Google B4 SDN-based WAN Paper Review

ReviewNetwork


Problem

How to create an effective and efficient SDN-based WAN?

Introduction

WAN packet losses are typically considered to be unacceptable, resulting in the overprovision of expensive WAN links. Yet, Google's traffics have different priorities and some could defer to other more important traffics, which this fact could be leveraged to reduce total bandwidth.

Previous Work

OpenFlow has been proposed as an abstraction for forwarding plane APIs. RCP/RouterFlow proposes to aggregate computation from multiple switches to a single place, which lays the basis for the separation of the control plane and forwarding plane. Traffic engineering algorithms are also proposed but they do not support global optimization at runtime.

Implementation

The SDN-based WAN introduces several advantages. It supports rapid iteration of existing protocols and the introduction of new protocols.
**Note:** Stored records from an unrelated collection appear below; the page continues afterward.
PR #2459, opened 2024-09-20
Remove attempted reassignment of read-only object, nextProps

mau11:
# Fixes # (issue)

## Description
We noticed that each time a text response was received while on the texter view page (.../app/[org-id]/todos), the page would crash (white screen + error in the console). This was caused by an attempt to clear the user.notifications property of nextProps. nextProps however is read only and cannot be updated in this way. Removal of this line allows the notification pop up to display, however it does not disappear until the user clicks on respond or any other action that navigates away from the page.

Screenshot 2024-09-20 at 12 20 32 PM

# Checklist:


engelhartrueben (approved):
🎉

PR #2478, opened 2024-10-04
Allow pausing of initial messages

jeffm2001:
## Description

We've had instances where we needed to pause all our campaigns but still wanted texters to be able to respond to replies for messages that have already gone out. This makes it possible to do that by setting a `DOWNTIME_NO_INITIAL` environment variable. When the environment variable is set, instead of seeing the normal texting interface texters will see a message saying "Sending initial messages is currently paused. You can still reply to any incoming messages."

# Checklist:


engelhartrueben:
I really like the idea, but am hesitant with with instances that have many organizations running/texting concurrently. Also, having to restart the application and set `DOWNTIME_NO_INITIAL` may be too disruptive (again, when there are many orgs). 

Has this been mostly used when there has been something wrong with the application? Or to stop texting in general?

jeffm2001:
The goal was to have something slightly less disruptive than setting `DOWNTIME` or `DOWNTIME_TEXTER`. I think we used it twice, once when we were switching from Twilio to Bandwidth and needed to wind down active campaigns, and once when we were dealing with scaling/instability issues and wanted to scale back activity without shutting down entirely.

Agree that it would be nice if it could be done on a per-organization or even per-campaign basis, but the implementation of that would get trickier.

engelhartrueben (approved):
🎉

PR #990, opened 2023-02-27
Nuke State::ConsensusType

DieracDelta:
I think we established this isn't need in zulip, so here's a PR nuking it.


bfish713 (approved):

nyospe (approved):
Good. I feel like we created this relationship, in this (incorrect) direction, when we were trying to work out how to make the State morphology adapt to the needs of each consensus.

Removing the associated type is long overdue.

PR #1013, opened 2023-03-06
Ed/integrate orchestrator v2

elliedavidson:
This PR: 
* Removes the old centralized server in favor of the web server.  We always have the git copy if we need to pull it back in.
* Modifies `examples/infra` to work with the new orchestrator
  * Most of the Libp2p code stayed the same, but was moved around.  It would be great if @DieracDelta could check that it works.  
  * Renames `ClientConfig` to `Run`
  * Separates out the orchestrator functionality from the web server; all networking implementations use the same orchestrator interface
  * Fixes a bug with election initialization (it is always initialized to default for now since we do not pass the election config into the network config; before it would panic on a bad unwrap)
* Updates the example executable names in `Cargo.toml`
* Cleans up `init_state_and_hotshot`; it had redundant logging and unused variables
* Moves code around so that the `mod.rs` file is structured as follows: Orchestrator, Generic Validator, Libp2p, Web Server

NOTE: This PR does not fully support libp2p bootstrap nodes.  That will come in a later PR for this issue: https://github.com/EspressoSystems/HotShot/issues/999.  This PR does fully support running with the web server.


nyospe (commented):
LGTM, but I'll let @DieracDelta check that moving to the common impl didn't break anything for libp2p

Cargo.toml
```diff
@@ -80,34 +80,30 @@ channel-async-std = [
...
 required-features = ["demo", "libp2p/rsa"]
-path = "examples/libp2p/orchestrator.rs"
+path = "examples/web-server/web-server.rs"
 
 [[example]]
-name = "centralized-orchestrator"
+name = "web-server-validator"
 required-features = ["demo", "libp2p/rsa"]
-path = "examples/centralized/orchestrator.rs"
+path = "examples/web-server/validator.rs"
```
DieracDelta, line 106: Big fan of s/centralized-web-server/web-server

examples/infra/mod.rs
```diff
@@ -54,8 +58,281 @@ use libp2p::{
...
+    HotShot<TYPES::ConsensusType, TYPES, NODE>: ViewRunner<TYPES, NODE>,
+    Self: Sync,
+{
+    /// Initializes networking, returns self
+    async fn initialize_networking(
+        config: NetworkConfig<TYPES::SignatureKey, TYPES::ElectionConfigType>,
+    ) -> Self;
+
+    /// Initializes the genesis state and HotShot instance; does not start HotShot consensus
+    async fn initialize_state_and_hotshot(&self) -> (TYPES::StateType, HotShotHandle<TYPES, NODE>) {
```
DieracDelta, line 188: nit: might make sense to have a `# Panics` section in here. Looks like this only panics if we can't generate a genesis block, fail to init, or fail to get the anchored view?

examples/infra/mod.rs
```diff
@@ -54,8 +58,281 @@ use libp2p::{
...
+pub struct ValidatorArgs {
+    /// The address the orchestrator runs on
+    host: IpAddr,
+    /// The port the orchestrator runs on
+    port: u16,
+}
+
+/// Defines the behavior of a "run" of the network with a given configuration
+#[async_trait]
+pub trait Run<
```
DieracDelta, line 158: Fantastic! I'm a big fan of how this is the same for all implementations.

examples/infra/mod.rs
```diff
@@ -54,8 +58,281 @@ use libp2p::{
...
+    ) -> Self;
+
+    /// Initializes the genesis state and HotShot instance; does not start HotShot consensus
+    async fn initialize_state_and_hotshot(&self) -> (TYPES::StateType, HotShotHandle<TYPES, NODE>) {
+        let genesis_block = TYPES::BlockType::genesis();
+        let initializer =
+            hotshot::HotShotInitializer::<TYPES, ValidatingLeaf<TYPES>>::from_genesis(
+                genesis_block,
+            )
+            .unwrap();
```
DieracDelta, line 194: nit: 
```suggestion
            .expect("Couldn't generate genesis block");
```

examples/infra/mod.rs
```diff
@@ -54,8 +58,281 @@ use libp2p::{
...
+            network,
+            MemoryStorage::new(),
+            MEMBERSHIP::create_election(known_nodes, election_config),
+            initializer,
+            NoMetrics::new(),
+        )
+        .await
+        .expect("Could not initialize hotshot");
+
+        let state = hotshot.storage().get_anchored_view().await.unwrap().state;
```
DieracDelta, line 220: nit:
```suggestion
        let state = hotshot.storage().get_anchored_view().await.expect("Couldn't get HotShot's anchored view").state;
```

examples/infra/mod.rs
```diff
@@ -54,8 +58,281 @@ use libp2p::{
...
+            ..
+        } = self.get_config();
+
+        let size = mem::size_of::<TYPES::Transaction>();
+        let adjusted_padding = if padding < size { 0 } else { padding - size };
+        let mut txns: VecDeque<TYPES::Transaction> = VecDeque::new();
+        let state = hotshot.get_state().await;
+
+        // This assumes that no node will be a leader more than 5x the expected number of times they should be the leader
+        // FIXME  is this a reasonable assumption when we start doing DA?
```
DieracDelta, line 241: I'm not clear about this. For now: super reasonable assumption. Long term: I think we're sampling from a stake distribution, which might result in a leader owning much of the stake. 

How is this assumption being used?

examples/infra/mod.rs
```diff
@@ -54,8 +58,281 @@ use libp2p::{
...
+        // TODO ED: In the future we should have each node generate transactions every round to simulate a more realistic network
```
DieracDelta, line 242: +1! I think this is vital for future benchmarking.

examples/infra/mod.rs
```diff
@@ -342,296 +581,152 @@ impl<
...
-
-    async fn wait_for_ready(&self) {
-        CommunicationChannel::wait_for_ready(&self.get_network()).await;
+impl OrchestratorClient {
+    /// Creates the client that connects to the orchestrator
+    async fn connect_to_orchestrator(args: ValidatorArgs) -> Self {
+        let base_url = format!("{0}:{1}", args.host, args.port);
+        let base_url = format!("http://{base_url}").parse().unwrap();
+        let client = surf_disco::Client::<ClientError>::new(base_url);
+        // TODO ED: Add healthcheck wait here
```
DieracDelta, line 661: I'm curious, what would this entail?

examples/infra/mod.rs
```diff
@@ -342,296 +581,152 @@ impl<
...
-                0
-            };
-            error!("Submitting {} transactions", num_submitted);
-
-            // Start consensus
-            error!("  - Waiting for consensus to occur");
-            debug!("Waiting for consensus to occur");
+            .boxed()
+        };
+        let _result: Result<(), ClientError> =
```
DieracDelta, line 698: Is it okay for this to return an error?

examples/infra/mod.rs
```diff
@@ -649,519 +744,32 @@ pub async fn main_entry_point<
...
-        fn tag() -> String {
-            tag::ORCHESTRATOR_BLOCK.to_string()
-        }
-    }
 
-    impl Block for TestBlock {
-        type Error = TestError;
-        type Transaction = TestTransaction;
+    let run = RUN::initialize_networking(run_config.clone()).await;
+    let (_state, hotshot) = run.initialize_state_and_hotshot().await;
```
DieracDelta, line 768: Clean!

examples/web-server/types.rs
```diff
@@ -10,13 +12,15 @@ use hotshot_types::{
     vote::QuorumVote,
 };
 
-use crate::infra::CentralizedConfig;
+// use crate::infra::CentralizedConfig;
```
DieracDelta, line 15: I think this can be deleted

examples/web-server/types.rs
```diff
@@ -10,13 +12,15 @@ use hotshot_types::{
...
 pub type ThisMembership =
     GeneralStaticCommittee<VDemoTypes, ThisLeaf, <VDemoTypes as NodeType>::SignatureKey>;
-pub type ThisNetwork = CentralizedCommChannel<VDemoTypes, ThisProposal, ThisVote, ThisMembership>;
+pub type ThisNetwork =
+    CentralizedWebCommChannel<VDemoTypes, ThisProposal, ThisVote, ThisMembership>;
 pub type ThisProposal = ValidatingProposal<VDemoTypes, ThisLeaf>;
 pub type ThisVote = QuorumVote<VDemoTypes, ThisLeaf>;
 pub type ThisNode = VDemoNode<ThisNetwork, ThisMembership>;
-pub type ThisConfig = CentralizedConfig<VDemoTypes, ThisMembership>;
+// TODO ED Run makes more sense to me than Config
```
DieracDelta, line 25: Agreed, it more represents a complete `Run` rather than just the config.

DieracDelta (approved):
LGTM!

examples/infra/mod.rs
elliedavidson: Good catch!  This actually cannot return an error; I've updated the type to reflect this!

elliedavidson:
@DieracDelta I've addressed your comments!

DieracDelta (approved):

PR #1017, opened 2023-03-07
Add errors to `run_background_receive`

kmchicoine:
Added new errors and error handling for unexpected exits in `run_background_receive` in the web server


src/traits/networking/centralized_web_server_network.rs
```diff
@@ -285,6 +289,9 @@ impl<
                 vote_index = 0;
             }
         }
+        Err(NetworkError::CentralizedWebServer {
+            source: CentralizedWebServerNetworkError::ClientDisconnected,
+        })
```
DieracDelta, line 294: If this loop stops running, does that mean the Client is disconnected?  Wondering what the Client is in this case and what the difference is between this and the replica being shutdown (e.g. `NetworkError::ShutDown`)

DieracDelta (approved):
I have one conceptual question, but other than that LGTM!

src/traits/networking/centralized_web_server_network.rs
kmchicoine: Hmm good question- the only way for the polling loop to exit is for the `inner.running` boolean to become false, which happens in the ConnectedNetwork `shutdown()` function, so you're right: `NetworkError::ShutDown` would probably make more sense here

DieracDelta: Ah, gotcha! 👍

DieracDelta (approved):

elliedavidson (approved):

PR #1018, opened 2023-03-08
Example debug configs

DieracDelta:
Augments `gen_launch.py` to also generate examples debug configurations. Adds command to list examples to `justfile`. Adds generated examples debug configurations to `.vscode/launch.json`.


elliedavidson (approved):
LGTM!

PR #1025, opened 2023-03-10
Fix ViewRunner

shenkeyao:
- Adds replica task to `run_view`.
- Separate channel maps for the DA member and replica.
- To be merged into https://github.com/EspressoSystems/HotShot/pull/996.


nyospe (approved):
LGTM

PR #1041, opened 2023-03-16
Ed/orchestrator libp2p integration

elliedavidson:
This PR allows the new orchestrator to work with libp2p: 
* Nodes now must identity with the orchestrator before receiving the network config.  This identity is the IP address nodes will use for libp2p
* The orchestrator will automatically choose the first _n_ nodes to be bootstrap nodes.  The number of bootstrap nodes can now be specified in the libp2p configuration file
* There are now two options for port mapping, which can be specified in the configuration file: 
  * Option 1 will map ports to the libp2p base_port + node_index.  This is useful for local deployments where all nodes are running on the same IP address
  * Option 2 will not index libp2p ports by node_index, and will instead designate the libp2p base_port as the port for all nodes


examples/infra/mod.rs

Additionally, it supports easy capacity-management via a central traffic engineering server and allowing simplified management over WAN.

For hardware, the author utilizes a spine-leaf architecture with high-speed merchant silicon and a processor running Linux with an agent supporting an extended version of OpenFlow. For controllers, the authors leverage the Paxos algorithm to elect a master. For traffic engineering, the authors create a centralized TE service that supports tunneling and failure handling.

Insights

One of the most important insights is the observation that shows WAN traffics are of different priorities and should be managed effectively. This insight dictates the usefulness of the SDN solution over the conventional WAN solution. From a global outage, the authors note a few insights about SDN-based WAN solution: latency between OpenFlow agent and controller is of great importance and TE servers must be adapted to controller failures.

The SDN-based solution is helpful for Google's network traffic pattern but may not be generalized to all WAN. For Google, the solution has been already deployed and used for 3 years, ending with 99% uptime guarantees.